Angular momentum operators and eigenfunctions

[machofan]

Homework Statement

Homework Equations

The Attempt at a Solution

I have tried inserting the first wavefunction into Lz which gets me 0 for the eigenvalue for the first wavefunction. Is this correct?

For the second wavefunction, I inserted it into Lz and this gets me -i*hbar*xAe^-r/a which is not equal to an eigenvalue*Ay*e-r/a, although I am not sure if this is the correct justification.

Any help is much appreciated, thank you.

 

[dauto]

Seems right to me.

 

[machofan]

I'm also stuck on how to convert the wavefunctions into spherical polar coordinates, having tried to use the formula for spherical polar coordinates, I notice that the wavefunctions do not depend on the variables phi and theta, so I am unsure on how to approach the first problem.

 

[BvU]

Hello fan, and welcome to PF.

You get 0 for $\Psi_0$ because it is symmetric under rotations around the z axis: there is no angular momentum. So I think you are right. It is an eigenfunction.

For $\Psi_1$ you basically want to show that ${\bf L}_z \left( \Psi_1 \right ) = L_z\, \Psi_1$ with ${\bf L}_z$ the operator and $L_z$ an eigenvalue (i.e. a number, possibly complex), has no solutions.

You may assume |A| is not equal to zero (because of the normalization) so the eigenvalue zero is already excluded. So if you multiply the right hand side from the left by $\Psi_1^*$ and integrate, that yields $L_z$, which is nonzero.

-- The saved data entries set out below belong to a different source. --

PR #718, opened 2023-11-14
Page Info Panel History

sizatenquizit:
## Description

An API needs to be created to provide the history for a page. 

## Tickets

https://cdc-nbs.atlassian.net/browse/CNFT2-1125


apps/question-bank/src/main/java/gov/cdc/nbs/questionbank/page/service/PageHistoryFinder.java
```diff
@@ -0,0 +1,59 @@
...
+        WA_template_hist hist
+        LEFT OUTER JOIN user_profile userProfile ON hist.last_chg_user_id = userProfile.nedss_entry_id
+      WHERE
+        hist.wa_template_uid = ?
+      UNION
+      SELECT
+        tem.publish_version_nbr AS publishVersionNbr,
+        tem.last_chg_time AS lastUpdatedDate,
+        userProfile.first_nm || ' ' || userProfile.last_nm AS lastUpdatedBy,
+        tem.version_note AS notes
```
mpeels, line 37: Getting a syntax error for the `||`

image

mpeels (changes requested):

apps/question-bank/src/main/java/gov/cdc/nbs/questionbank/page/service/PageHistoryFinder.java
```diff
@@ -0,0 +1,59 @@
...
+                    SELECT
+                      tem.publish_version_nbr AS publishVersionNbr,
+                      tem.last_chg_time AS lastUpdatedDate,
+                      CONCAT(userProfile.first_nm, ' ', userProfile.last_nm) AS lastUpdatedBy,
+                      tem.version_note AS notes
+                    FROM
+                      WA_template tem
+                      LEFT OUTER JOIN user_profile userProfile ON tem.last_chg_user_id = userProfile.nedss_entry_id
+                    WHERE
+                      tem.wa_template_uid = ?
```
adamloup-enquizit, line 42: issue:  When a page is published and a draft is created there are essentially two versions of the same Page, a published and a draft, each having their own identifier.  This means that `wa_template_uid` cannot be used to get all of the history.  The `template_nm` is the most unique common field.  

Something like...

```sql
with [target] ([name]) as (
    select 
        [target].template_nm
    from WA_template [target]
    where [target].[wa_template_uid] = ?
),
select
...
from [target]

    join wa_template_hist [history] on
        [target].[name] = [history].template_nm
...
UNION
select
...
from [target]

    join wa_template [page] on
        [page].template_nm = [target].[name]
```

Do the same thing with the lefthand side and show that it does give zero. That way you prove that the assumption that $\Psi_1$ is an eigenfunction leads to a false equation.

 

[BvU]

I'm also stuck on how to convert the wavefunctions into spherical polar coordinates, having tried to use the formula for spherical polar coordinates, I notice that the wavefunctions do not depend on the variables phi and theta, so I am unsure on how to approach the first problem.

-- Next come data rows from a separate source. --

PR #722, opened 2023-11-14
Page Info Panel Metadata Button

sizatenquizit:
## Description

In the Classic NBS, the Excel File gets downloaded when the user taps on the “Page Metadata” button. The new API must follow the same interaction, and the same data and column should be generated in our modernized version. 

## Tickets

https://cdc-nbs.atlassian.net/browse/CNFT2-1127


apps/question-bank/src/main/java/gov/cdc/nbs/questionbank/page/PageMetaDataDownloader.java
```diff
@@ -0,0 +1,195 @@
...
+            List<Object[]> pageMetadata = findPageMetadataByWaTemplateUid(waTemplateUid);
+            for (Object[] data : pageMetadata) {
+                csvPrinter.printRecord(data);
+            }
+            csvPrinter.flush();
+            return new ByteArrayInputStream(out.toByteArray());
+        } catch (IOException e) {
+            throw new IOException("Error downloading Page Metadata:" + e.getMessage());
+        }
+    }
```
mpeels, line 178: The `PageMetadata` created by Classic is a `.xls` file with multiple tabs of data.

image


The `.csv` produced by this endpoint is `108 KB` whereas `PageMetadata.xls` is 1.5 MB

image

mpeels (changes requested):

apps/question-bank/src/main/java/gov/cdc/nbs/questionbank/page/PageController.java
```diff
@@ -61,26 +70,36 @@ public ResponseEntity<Resource> downloadPageLibrary() throws IOException {
...
   @DeleteMapping("{id}/delete-draft")
-  public PageStateResponse deletePageDraft(@PathVariable("id") Long pageId) {
-    return stateChange.deletePageDraft(pageId);
+  public PageDeleteResponse deletePageDraft(@PathVariable("id") Long pageId) {
+    return pageDeletor.deletePageDraft(pageId);
+  }
+
+  @GetMapping("{waTemplateUid}/download-metadata")
+  public ResponseEntity<Resource> downloadPageMetadata(@PathVariable("waTemplateUid") Long waTemplateUid) throws IOException {
+    String fileName = "PageMetadata.xls";
```
mpeels, line 97: Suggestion: NBS Classic created an `xls` while the newer library is creating a `xlsx` file.  Since the file the API is creating is `xlsx` but has `xls` extension, I am getting a warning when opening it. 

I recommend changing the file name to `xlsx`. This will differ from Classic but makes sense as that is the newer format.

mpeels (approved):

With $z = r\cos\theta$ you sure have a theta dependence!

 

[BvU]

But the exercise wants you to write out the z-component of the operator cross product ${\bf r} \times {\bf p}$, not the wave functions!
[edit] sorry, it wants you to do both. In the first part the Lz, later on the $\Psi$

 

[machofan]

Hello fan, and welcome to PF.

You get 0 for $\Psi_0$ because it is symmetric under rotations around the z axis: there is no angular momentum. So I think you are right. It is an eigenfunction.

For $\Psi_1$ you basically want to show that ${\bf L}_z \left( \Psi_1 \right ) = L_z\, \Psi_1$ with ${\bf L}_z$ the operator and $L_z$ an eigenvalue (i.e. a number, possibly complex), has no solutions.

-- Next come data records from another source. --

PR #726, opened 2023-11-15
Bug/cnft 1423/add sorting to quick condition modal

rkrusselenq:
## Description

Adds the ability to sort by column on the quick conditions modal.  Also had to do a little refactoring to keep QuickConditions and ConditionsLibraryTable more DRY
## Tickets

* [Jira Ticket](https://cdc-nbs.atlassian.net/jira/software/c/projects/CNFT2/boards/99?assignee=712020%3A591f5469-427d-49e9-87dc-8b4df72a02b4&selectedIssue=CNFT2-1423)

## Steps to verify

1. Navigate to page-builder/manage/pages
2. click Create new page.
3. click "search for condition(s)"
4. Verify sorting by columns works properly.


mpeels (commented):
Question: When clicking a header to sort, the modal shrinks and then grows as the content is removed and then re-added. 

Any good way we can prevent this?
annoyingSizeChange

rkrusselenq:
> Question: When clicking a header to sort, the modal shrinks and then grows as the content is removed and then re-added.
> 
> Any good way we can prevent this? 

Good catch. I gave it a scroll for the overflow and a fixed height.

mpeels:
> > Question: When clicking a header to sort, the modal shrinks and then grows as the content is removed and then re-added.
> > Any good way we can prevent this?
> 
> Good catch. I gave it a scroll for the overflow and a fixed height.

Better but now I'm getting double scroll bars :)

image

rkrusselenq:
> Better but now I'm getting double scroll bars :)
> 

Can't believe i missed that. fixed now.

mpeels (changes requested):
`Cancel` and `Create new condition` buttons are now inside the table
image

rkrusselenq:
> `Cancel` and `Create new condition` buttons are now inside the table 

Ok sorry had to do some rework but finally got it figured out i think.

apps/modernization-ui/src/apps/page-builder/components/QuickConditionLookup/QuickConditionLookup.tsx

You may assume |A| is not equal to zero (because of the normalization) so the eigenvalue zero is already excluded. So if you multiply the right hand side from the left by $\Psi_1^*$ and integrate, that yields $L_z$, which is nonzero.

Do the same thing with the lefthand side and show that it does give zero. That way you prove that the assumption that $\Psi_1$ is an eigenfunction leads to a false equation.

That has really cleared things up, thank you!